* _Problem to solve_: Find the word "worker" below. Copy each line that has it.

* _Dataset records_:

PR #301, opened 2026-09-03
fix: resolve slider-overflow tiers through their model radio row

### LINKED ISSUE #300: [Bug] Pro tier: "ChatGPT effort slider does not expose item index 4 (min=0; max=3)" after chatgpt.com picker redesign
### Codex Web GPT version

v4.0.8

### Codex version

0.144.1 (terminal CLI; also reproduces from the desktop integration)

### Platform

macOS arm64

### OS version

macOS 26.2 (Darwin 25.2.0)

### ChatGPT account tier

Pro

### Integration mode

Full

### Selected model

chatgpt-web/pro

### What happened?

ChatGPT redesigned the composer effort picker. The reasoning-effort slider now exposes only four positions (`aria-valuemin=0`, `aria-valuemax=3`), and tiers beyond the slider range are rendered as separate model radio rows inside the same effort menu. Observed DOM (zh-CN UI, temporary chat, Pro account):

```html
<div tabindex="0" data-disabled="" aria-label="Pro" role="menuitemradio" aria-disabled="true" aria-checked="false" data-state="unchecked" data-orientation="vertical" data-radix-collection-item="" class="group __menu-item cursor-not-allowed!">…</div>
```

The menu contains the slider plus the model rows `GPT-5.6 Sol` (checked), `GPT-5.5`, `Pro`. The helper still maps the `chatgpt-web/pro` tier (adapter effort `max`) to slider index 4, so `targetValue = min + 4 = 4 > max = 3` and every Pro turn fails before the prompt is attached.

Notes from the live session:

- Pressing Enter on the `Pro` row does not activate it (the row stays `aria-checked="false"`); the rows only respond to a real click.
- The `Pro` row can be `aria-disabled="true"` / `data-disabled` (`cursor-not-allowed`). I observed it disabled in both Temporary Chat and a normal chat root, so it appears to be account-side gating (likely Pro quota), not a Temporary Chat restriction. When it is disabled the helper must fail closed instead of clicking.

### Minimal reproduction

1. Configure `chatgpt-web/pro` as the model.
2. Start any Codex turn on chatgpt.com current UI.
3. The browser stage fails at effort selection.

### Complete final error

```text
stream disconnected before completion: ChatGPT effort slider does not expose item index 4 (min=0; max=3)
```

### Privacy-safe diagnostics

Trace checkpoints for a failing turn: `effort-control-ready` → `effort-menu-open-requested` → `effort-slider-visible` → `turn-failed` with the error above; `effortItems` snapshot lists the three `menuitemradio` rows (GPT-5.6 Sol checked, GPT-5.5, Pro) and no fifth slider position. No raw browser state or credentials included.

### Other Codex wrappers or route owners

None

### Preflight checklist

- [x] I tested the latest release and, for catalog or turn failures, fully restarted Codex including its background process.
- [x] I stated whether the failure also occurs in a fresh Codex task, or explained why that does not apply.
- [x] I attached only a privacy-safe export, or explained why the exporter could not produce one; I removed any remaining private content.
- [x] I searched existing issues for this exact final error.

littlerodents:
## What this changes

When the requested effort tier's slider position exceeds the slider's `aria-valuemax`, `selectModelAndEffort` now resolves the tier through its model radio row in the same effort menu instead of failing outright: it waits briefly for a row matching `[role="menuitemradio"][aria-label="<displayLabel>"]`, fails closed (non-retryable, explicit error) when the row is `aria-disabled`/`data-disabled`, otherwise clicks it and confirms `aria-checked` (treating the menu closing as a committed switch). Tiers within the slider range behave exactly as before. Fixes #300.

## Evidence

Reproduction (v4.0.8, chatgpt.com current UI, Pro account, model `chatgpt-web/pro`): every turn fails at effort selection with

```text
ChatGPT effort slider does not expose item index 4 (min=0; max=3)
```

Observed DOM (captured from the live page, zh-CN Temporary Chat; also reproduced on the normal chat root):

```html
<div tabindex="0" data-disabled="" aria-label="Pro" role="menuitemradio" aria-disabled="true" aria-checked="false" data-state="unchecked" data-orientation="vertical" data-radix-collection-item="" class="group __menu-item cursor-not-allowed!">…</div>
```

The menu exposes a 4-position effort slider (`aria-valuemin=0`, `aria-valuemax=3`) plus the model rows `GPT-5.6 Sol` / `GPT-5.5` / `Pro`; diagnostic checkpoints show `effort-slider-visible` → `turn-failed` (issue #300). Enter/Space does not activate these rows — observed live: pressing Enter left the row `aria-checked="false"` — so the fallback uses a real click, then confirms `aria-checked` or the menu closing before returning.

With the equivalent change running in my installed helper: a slider-path turn (`chatgpt-web/extra-high`) completed end to end (`effort-selected` → `turn-completed`), and a `chatgpt-web/pro` turn while the row is `aria-disabled` failed fast with the new explicit error (checkpoint `pro-choice-disabled` → non-retryable adapter error). The enabled-row click path is pinned by the new contract tests; I could not observe it live because the account currently gates the row.

## Scope and invariants

## Verification

- [x] I ran `bun run verify` with the Bun version pinned by `package.json`.

Note on `bun run verify`: every step passes except the `audit` step, which fails on this commit for me exactly as it does on `main` — 6 pre-existing advisories in the committed lockfile (fast-uri via `ajv`, qs via `@modelcontextprotocol/sdk > express > body-parser`), none introduced by this branch (no dependency or lockfile changes). `typecheck`, the full `test` suite (525 → 528 tests, 0 failures), `launcher:typecheck`, `launcher:test`, `launcher:build`, the runtime bundle build, and `smoke-release` all pass on this branch.

The launcher is not touched by this change.

### DIFF
--- a/src/adapters/chatgpt-web/browser-worker.ts
+++ b/src/adapters/chatgpt-web/browser-worker.ts
@@ -133,6 +133,8 @@ const CHATGPT_SMOKE_EXPECTED = "CODEX WEB GPT READY";
  */
 export const CHATGPT_UI_SETTLE_MS = 250;
 export const CHATGPT_SEND_ENABLE_GRACE_MS = 5_000;
+const CHATGPT_EFFORT_TIER_ROW_TIMEOUT_MS = 5_000;
+const CHATGPT_EFFORT_TIER_ACTIVATION_TIMEOUT_MS = 10_000;
 
 const CHATGPT_DOM_REVISION_ATTRIBUTES = [
   "aria-hidden",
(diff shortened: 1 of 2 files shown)


miuuyy:
Thanks for trying to help. I’m closing this because it does not fix the root cause, and we already have our own local changes in progress for the complete fix.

* _Solution for this task_:
--- a/src/adapters/chatgpt-web/browser-worker.ts
+++ b/src/adapters/chatgpt-web/browser-worker.ts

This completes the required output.